The Financial Action Task Force (FATF), an international organization that sets the standards for fighting money laundering, found that Mexican prosecutors are failing to punish finance criminals.
Reuters, citing the FATF, reported that in addition to failing to punish money launderers, Mexico’s tax authorities aren’t regulating money from real estate and luxury goods firms, which are just a front for drug operations.
The allegations came in a draft report on Mexico’s efforts to fight back against illicit finance. Mexico is also slipping when it comes to conviction rates, lagging behind Colombia and Brazil, two countries that have made strides to fight money laundering.
“Money laundering is not investigated and prosecuted in a proactive and systematic fashion,” said the draft of the report, sections of which were seen by Reuters. The report is slated to be published in early January.
The FATF did credit Mexico with cleaning up the banking industry in the country. That action was prompted by a U.S. investigation in the mid-2000s that revealed global banks were processing billions of dollars in money that came from drug cartels and gangs. As a result, strict regulations were put into place that pushed the illegal money out of the banking system.

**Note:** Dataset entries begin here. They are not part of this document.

PR #453, opened 2021-12-16
treescript: make do_merge idempotent

jcristau:
Fixes https://bugzilla.mozilla.org/show_bug.cgi?id=1744721


treescript/tests/test_merges.py
```diff
@@ -243,36 +269,54 @@ async def test_do_merge(mocker, config, task, repo_context, merge_info, add_merg
     if l10n_bump:
         task["payload"]["l10n_bump_info"] = {"foo": "bar"}
 
+    orig_run_hg_command = merges.run_hg_command
```
jcristau: flake8 gets unhappy:
```
check run-test: commands[3] | flake8 /app
./tests/test_merges.py:264:1: C901 'test_do_merge' is too complex (11)
async def test_do_merge(mocker, config, task, repo_context, merge_info, add_merge_info, raises, expected_calls, l10n_bump, expected_return):
^
ERROR: InvocationError for command /app/.tox/check/bin/flake8 . (exited with code 1)
```

escapewindow: We've previously gotten around this by moving blocks of complex logic to helper functions. Also, I'm not too worried about the complexity of a *test* function as long as it's not over the top, so we could also skip this flake8 test on this particular function.

jcristau: Thanks, I moved some of the setup for this test to a helper function.

escapewindow (approved):
Thank you! Let's add this to the [changelog](https://github.com/mozilla/build-relengdocs/blob/main/releng_changelog.md) for the next mergeduty folk.

PR #454, opened 2021-12-17
Update pushmsixscript based on real-world testing against the Store

gbrownmozilla:
- s/upload_url/fileUploadUrl/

However, tax authorities are dropping the ball when it comes to fighting money laundering outside the banking sector, including within real estate – despite the fact that Mexico’s tax authority was given the power to audit more than 64,000 businesses that were in the high-risk category in 2014. Since then, the country has only appointed 16 workers to investigate the companies and has audited only 118 of them, a 0.2 percent rate. The report noted that without a national registry of shareholders in the companies, it’s difficult to follow the money trails.